What is required: In the listing below, the line containing "Refactor Q2 to" marks the end; copy exactly every line from the first through that one.

▬▬▬

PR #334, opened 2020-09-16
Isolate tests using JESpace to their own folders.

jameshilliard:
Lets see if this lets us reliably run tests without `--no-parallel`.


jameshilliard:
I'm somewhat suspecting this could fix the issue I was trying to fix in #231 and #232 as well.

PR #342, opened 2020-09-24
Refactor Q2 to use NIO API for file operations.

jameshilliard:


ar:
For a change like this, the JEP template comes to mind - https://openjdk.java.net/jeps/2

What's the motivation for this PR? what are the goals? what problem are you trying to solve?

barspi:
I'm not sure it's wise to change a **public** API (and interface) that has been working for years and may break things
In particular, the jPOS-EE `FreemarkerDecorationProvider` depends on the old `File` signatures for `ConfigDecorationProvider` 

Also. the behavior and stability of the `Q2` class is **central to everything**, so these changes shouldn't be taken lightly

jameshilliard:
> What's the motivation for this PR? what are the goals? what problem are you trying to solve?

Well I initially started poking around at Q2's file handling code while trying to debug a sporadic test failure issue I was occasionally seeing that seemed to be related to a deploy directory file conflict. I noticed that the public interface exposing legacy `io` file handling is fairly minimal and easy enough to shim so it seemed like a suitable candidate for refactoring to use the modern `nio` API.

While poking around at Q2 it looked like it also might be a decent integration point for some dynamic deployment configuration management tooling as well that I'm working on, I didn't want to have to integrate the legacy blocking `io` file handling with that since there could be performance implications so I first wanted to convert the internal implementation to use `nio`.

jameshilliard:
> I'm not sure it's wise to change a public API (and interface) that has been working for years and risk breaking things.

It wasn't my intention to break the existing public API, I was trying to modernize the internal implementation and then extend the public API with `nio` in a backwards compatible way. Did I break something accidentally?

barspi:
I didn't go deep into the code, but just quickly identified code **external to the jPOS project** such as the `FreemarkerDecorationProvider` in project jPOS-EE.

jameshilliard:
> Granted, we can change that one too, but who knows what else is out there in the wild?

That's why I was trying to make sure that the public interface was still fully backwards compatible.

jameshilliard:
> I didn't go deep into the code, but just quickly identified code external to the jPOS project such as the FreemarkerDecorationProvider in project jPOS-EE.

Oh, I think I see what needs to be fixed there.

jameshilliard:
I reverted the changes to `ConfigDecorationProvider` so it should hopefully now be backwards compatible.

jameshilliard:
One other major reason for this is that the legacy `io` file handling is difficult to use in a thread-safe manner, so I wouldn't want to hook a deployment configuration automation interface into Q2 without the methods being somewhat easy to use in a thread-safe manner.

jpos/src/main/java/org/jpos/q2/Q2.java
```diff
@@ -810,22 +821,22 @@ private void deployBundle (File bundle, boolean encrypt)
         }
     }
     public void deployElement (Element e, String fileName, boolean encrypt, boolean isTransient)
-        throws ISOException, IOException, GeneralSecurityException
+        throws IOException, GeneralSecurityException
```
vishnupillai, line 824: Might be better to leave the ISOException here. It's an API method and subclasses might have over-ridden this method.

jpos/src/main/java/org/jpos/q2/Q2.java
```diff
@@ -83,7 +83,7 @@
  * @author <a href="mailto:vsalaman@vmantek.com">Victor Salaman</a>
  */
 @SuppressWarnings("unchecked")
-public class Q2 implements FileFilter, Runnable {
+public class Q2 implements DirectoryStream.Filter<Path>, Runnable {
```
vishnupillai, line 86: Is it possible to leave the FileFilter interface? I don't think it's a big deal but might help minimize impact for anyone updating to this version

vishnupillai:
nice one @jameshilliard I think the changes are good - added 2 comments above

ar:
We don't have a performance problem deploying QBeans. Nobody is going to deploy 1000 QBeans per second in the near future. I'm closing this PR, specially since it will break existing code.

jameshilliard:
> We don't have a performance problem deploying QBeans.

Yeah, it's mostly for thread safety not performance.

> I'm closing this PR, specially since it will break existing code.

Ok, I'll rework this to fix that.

▬▬▬

Expected answer:
PR #334, opened 2020-09-16
Isolate tests using JESpace to their own folders.

jameshilliard:
Lets see if this lets us reliably run tests without `--no-parallel`.


jameshilliard:
I'm somewhat suspecting this could fix the issue I was trying to fix in #231 and #232 as well.

PR #342, opened 2020-09-24
Refactor Q2 to use NIO API for file operations.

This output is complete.